Additional Information
Book Details
Abstract
Thanks to Oktoberfest and the popularity of beer gardens, our thoughts on German food are usually relegated to beer, sausage, pretzels, and limburger cheese. But the inhabitants of modern-day Germany do not live exclusively on bratwurst. Defying popular perception of the meat and potatoes diet, Ursula Heinzelmann’s Beyond Bratwurst delves into the history of German cuisine and reveals the country’s long history of culinary innovation.
Surveying the many traditions that make up German food today, Heinzelmann shows that regional variations of the country’s food have not only been marked by geographic and climatic differences between north and south, but also by Germany’s political, cultural, and socioeconomic history. She explores the nineteenth century’s back-to-the-land movement, which called for people to grow food on their own land for themselves and others, as well as the development of modern mass-market products, rationing and shortages under the Nazis, postwar hunger, and divisions between the East and West. Throughout, she illustrates how Germans have been receptive to influences from the countries around them and frequently reinvented their cuisine, developing a food culture with remarkable flexibility.
Telling the story of beer, stollen, rye bread, lebkuchen, and other German favorites, the recipe-packed Beyond Bratwurst will find a place on the shelves of food historians, chefs, and spätzle lovers alike.

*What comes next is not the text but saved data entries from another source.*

PR #477, opened 2020-01-24
Add timestamp support for SDK's generated API smoke tests

jasdel:
Adds support for `timestamp` API parameters  in generated smoke tests. Enables the integration test model for ``.

Update also removes unneeded dependencies from generated  API `examples_test.go`, and refactors how Time is represented within the examples.

Fixes SDK's example generation of enum values to use the generated enum value constant instead of literal string.

### DIFF
--- a/private/model/api/example.go
+++ b/private/model/api/example.go
@@ -24,7 +24,7 @@ func (a *API) ExamplesGoCode() string {
 	a.AddSDKImport("aws")
 	a.AddSDKImport("aws/awserr")
 	a.AddSDKImport("aws/external")
-	a.AddSDKClientImport()
+	a.AddImport(a.ImportPath())
 
 	var extra = `
 var _ aws.Config
--- a/private/model/api/api.go
+++ b/private/model/api/api.go
@@ -356,17 +356,6 @@ func (a *API) AddSDKImportWithAlias(alias string, sdkPath ...string) error {
 	return nil
 }
 
-// AddSDKClientImport adds the import path for the generate API client's path,
-// and any sub package specified.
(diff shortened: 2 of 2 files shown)


private/model/api/eventstream.go
```diff
@@ -2,27 +2,43 @@
...
+		inputRef := getEventStreamMember(op.InputRef.Shape)
+		outputRef := getEventStreamMember(op.OutputRef.Shape)
 
-		if !(outbound || inbound) {
+		if inputRef == nil && outputRef == nil {
 			continue
 		}
 
-		a.removeOperation(name)
+		err := fmt.Errorf("eventstream support not implemented, %s, %s",
```
skotambkar: Is'%s' extra here?

private/model/api/eventstream.go
```diff
@@ -2,27 +2,43 @@
...
+			op.ExportedName)
```
skotambkar: Nit: one extra `%s` here ?

private/model/api/example.go
```diff
@@ -14,7 +14,41 @@ import (
...
+// examples.json file.
+func (a *API) ExamplesGoCode() string {
+	a.resetImports()
+	a.AddImport("context")
+	a.AddImport("fmt")
+
+	a.AddSDKImport("aws")
+	a.AddSDKImport("aws/awserr")
+	a.AddSDKImport("aws/external")
+	a.AddSDKClientImport()
```
skotambkar: We could have used `a.AddImport(a.ImportPath())` here instead of a.AddSDKClientImport()

This change looks good, but feels like we have lot of ways to Import and it may get confusing and result in different usages in the SDK for similar outcome.

PR #478, opened 2020-01-27
Simplify Service Client Configuration Resolving

skmcgrail:
Further simplifies the resolution of service specific client configuration from external sources.

### DIFF
--- a/aws/config.go
+++ b/aws/config.go
@@ -79,16 +79,9 @@ type Config struct {
 	// for testing that do not support the modeled host prefix pattern.
 	DisableEndpointHostPrefix bool
 
-	// ConfigSources are the sources that were used to the aws.Config.
+	// ConfigSources are the sources that were used to construct the Config.
 	// Allows for additional configuration can be loaded by clients.
 	ConfigSources []interface{}
-}
-
-// ConfigResolver is an interface that encapsulates the behavior of loading
-// additional configuration.
-type ConfigResolver interface {
-	// ResolveConfig calls the provide function passing a slice of configuration sources
-	ResolveConfig(func(configs []interface{}) error) error
 }
 
 // NewConfig returns a new Config pointer that can be chained with builder


aws/external/config_test.go
```diff
@@ -101,4 +103,13 @@ func TestConfigs_ResolveAWSConfig(t *testing.T) {
...
 		t.Errorf("expect %v provider, got %v", e, a)
 	}
+
+	var expectedSources []interface{}
+	for _, s := range cfg.ConfigSources {
+		expectedSources = append(expectedSources, s)
+	}
+
+	if e, a := expectedSources, cfg.ConfigSources; !reflect.DeepEqual(e, a) {
+		t.Errorf("expected %v, got %v", e, a)
```
skotambkar: QQ: When to use `reflect.DeepEqual` vs `cmp.Diff`?

I thought cmp.Diff was preferred, but for []interface not sure

private/model/api/api.go
```diff
@@ -699,10 +699,8 @@ func New(config aws.Config) *{{ .StructName }} {
     }
 
 	{{ if .HasExternalClientConfigFields }}
-		if config.AdditionalConfig != nil {
-			if err := config.AdditionalConfig.ResolveConfig(resolveClientConfig(svc)); err != nil {
-				panic(fmt.Errorf("failed to resolve service configuration: %v", err))
-			}
+		if err := resolveClientConfig(svc, config.ConfigSources); err != nil {
+			panic(fmt.Errorf("failed to resolve service configuration: %v", err))
```
skotambkar: Should we use log.Fatalf here instead of panic?

skmcgrail: This solution is only temporary until we implement the client builder pattern. Today the client.New(...) operation does not have the ability to return an error. So we opt for panic in this case.

aws/external/config_test.go
skmcgrail: I think this is a much bigger discussion we can take offline, but in essence cmp.Diff has much more granular comparisons, for example know that two timestamps are equal across timezones. Additionally it has the ability to set options like ignoring/not-ignoring unexported structure fields. In this instance of comparison the need for using cmp.Diff is unwarranted.

PR #483, opened 2020-02-02
s3/s3manager: Reduce of memory allocations & GC runs for S3 downloader

### LINKED ISSUE #482: service/s3/s3manager: Reduce downloader memory allocations & GC runs
### Version of AWS SDK for Go?
v0.19.0

go version go1.13.4 darwin/amd64

### What issue did you see?
in case the user of the library doesn't create a buffer with a particular size and pass it to the S3 `downloader`, it downloads file part-by-part from 1st byte up to file length. Thus `WriteAtBuffer` increase buffer size based on the current max downloaded part, but we know file size at the start after this code:

https://github.com/aws/aws-sdk-go-v2/blob/master/service/s3/s3manager/download.go#L314
```go
d.getChunk()
```

so I propose download file backward => from the end of the file, so we will allocate the right memory at the start as the last part of the file will be downloaded at the beginning of the process and then buffer never be reallocated. It gives good optimization and GC doesn't work during the whole process, at the beginning only.

Before pull request:
image

After pull request:
image

[trace_2_bad_gc.txt](https://github.com/aws/aws-sdk-go-v2/files/4146577/trace_2_bad_gc.txt)
[trace_2_good_gc.txt](https://github.com/aws/aws-sdk-go-v2/files/4146578/trace_2_good_gc.txt)

### Steps to reproduce
My sample code:

```go
package main

import (
	"context"
	"fmt"

	"github.com/aws/aws-sdk-go-v2/service/s3/s3manager"
)

func HandleDemoRecord(bucket, region, item string) error {
	fmt.Printf("Bucket = %s, Key = %s\n", bucket, item)

	config, err := external.LoadDefaultAWSConfig()
	if err != nil {
		return err
	}
	config.Region = region

	headObject, err := getHeadObject(bucket, item, config)
	if err != nil {
		return err
	}

	fmt.Printf("obj: %v\nbytes:%+v\n", headObject, *headObject.ContentLength)

	downloader := s3manager.NewDownloader(config, func(d *s3manager.Downloader) {
		d.Concurrency = 5
	})

	var buf []byte
	// allocate before
	//buf := make([]byte, int(*headObject.ContentLength))

	fmt.Println("Starting download of file")
	buffer := aws.NewWriteAtBuffer(buf)
	numBytesDownloaded, err := downloader.Download(buffer, &s3.GetObjectInput{
		Bucket: aws.String(bucket),
		Key:    aws.String(item),
	})

	if err != nil {
		return err
	}

	fmt.Println("Downloaded ", numBytesDownloaded, " bytes")

	return nil
}

func getHeadObject(bucket string, key string, config aws.Config) (*s3.HeadObjectResponse, error) {
	client := s3.New(config)

	input := &s3.HeadObjectInput{
		Bucket: aws.String(bucket),
		Key:    aws.String(key),
	}

	request := client.HeadObjectRequest(input)

	headObjectResponse, err := request.Send(context.TODO())
	if err != nil {
		return nil, err
	}

	fmt.Printf("Downloaded: %v\n", request)

	return headObjectResponse, nil
}

func main() {
	err := HandleDemoRecord("vvelikodny-s3-upload", "ca-central-1", "mysql-workbench-community-8.0.18-macos-x86_64.dmg")
	if err != nil {
		panic(err)
	}
}
```

here I investigated also memory issues with huge allocations on start, but think it should be in the next issue/pull request.

vvelikodny:
Download parts of the file from the end. Reduce the count of mem allocation & GC runs.

fix #482 

see aws/aws-sdk-go#3085

### DIFF
--- a/service/s3/s3manager/download.go
+++ b/service/s3/s3manager/download.go
@@ -42,7 +42,7 @@ func (e *errReadingBody) Unwrap() error {
 // Mutating the Downloader's properties is not safe to be done concurrently.
 type Downloader struct {
 	// The size (in bytes) to request from S3 for each part.
-	// The minimum allowed part size is 5MB, and  if this value is set to zero,
+	// The minimum allowed part size is 5MB, and if this value is set to zero,
 	// the DefaultDownloadPartSize value will be used.
 	//
 	// PartSize is ignored if the Range input parameter is provided.
@@ -322,15 +322,20 @@ func (d *downloader) download() (n int64, err error) {
 			go d.downloadPart(ch)
 		}
 
+		tailLen := d.cfg.PartSize
+		if tail := total % d.cfg.PartSize; tail > 0 {
+			tailLen = tail
+		}
+		d.pos = total - tailLen
+
 		// Assign work
 		for d.getErr() == nil {
-			if d.pos >= total {
+			if d.pos < d.cfg.PartSize {
 				break // We're finished queuing chunks
 			}
-
 			// Queue the next range of bytes to read.
 			ch <- dlchunk{w: d.w, start: d.pos, size: d.cfg.PartSize}
-			d.pos += d.cfg.PartSize
+			d.pos -= d.cfg.PartSize
 		}
 
 		// Wait for completion
--- a/service/s3/s3manager/download_test.go
+++ b/service/s3/s3manager/download_test.go
@@ -220,7 +220,7 @@ func TestDownloadOrder(t *testing.T) {
 		t.Errorf("expect %v API calls, got %v", e, a)
 	}
 
-	expectRngs := []string{"bytes=0-5242879", "bytes=5242880-10485759", "bytes=10485760-15728639"}
+	expectRngs := []string{"bytes=0-5242879", "bytes=10485760-15728639", "bytes=5242880-10485759"}
 	if e, a := expectRngs, *ranges; !reflect.DeepEqual(e, a) {
 		t.Errorf("expect %v ranges, got %v", e, a)
 	}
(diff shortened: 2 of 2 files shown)


skmcgrail:
Hello @vvelikodny, thank you for reaching out to us and putting together a pull request for improving the S3 transfer manager that is included with the SDK. We are looking to make some significant changes to the S3 Upload and Download manager offered prior to the general availability of the SDK, and as such I think it might be best to hold off this particular change and potentially include it as part of our refactor work. 

In the interim, to decrease the overall total allocations that you are experiencing, we recommend that you preallocate that the `WriteAtBuffer` that you are passing to the download manager by passing in an already allocated byte slice using the `NewWriteAtBuffer(buf []byte)` function provided in the `aws` package.

vvelikodny:
> Hello @vvelikodny, thank you for reaching out to us and putting together a pull request for improving the S3 transfer manager that is included with the SDK. We are looking to make some significant changes to the S3 Upload and Download manager offered prior to the general availability of the SDK, and as such I think it might be best to hold off this particular change and potentially include it as part of our refactor work.
> 

ok, thanks!

> In the interim, to decrease the overall total allocations that you are experiencing, we recommend that you preallocate that the `WriteAtBuffer` that you are passing to the download manager by passing in an already allocated byte slice using the `NewWriteAtBuffer(buf []byte)` function provided in the `aws` package.

right, in the case when we allocate it at the start we don't have such issue. thank you for the answer! @skmcgrail

vvelikodny:
Hello, @skmcgrail! Just noticed still getting points on that issue on StackOverflow recently and the downloader works well only with a pre-allocated buffer, although changes could fix it and weren't implemented in new SDK versions. Lambda function with v.1.2.1 still eat well memory if the client doesn't pass proper buffer.

vvelikodny:
Hello, @skmcgrail! An additional interesting thing I discovered during the tests:
`Billed Duration: 24524 ms` without changes vs `Billed Duration: 510 ms` with changes

it seems could affect the costs of Lambda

“There is more to German food than sausage, as Heinzelmann explains in her splendid history.”
— Telegraph
“Beyond Bratwurst is an important contribution to the history of German food . . . . An excellent book . . . beautifully printed on heavy paper with dozens of color and black-and-white illustrations as well as extensive footnotes and a very good bibliography. It is a thorough, well researched, and very readable work that is destined to become an important reference for historians. Highly recommended to anyone interested in Germany, culinary history, or social history in general.”
— German Life Magazine
Ursula Heinzelmann is a freelance food and wine writer and an independent scholar of food history based in Berlin. She is the author of several books, including Food Culture in Germany.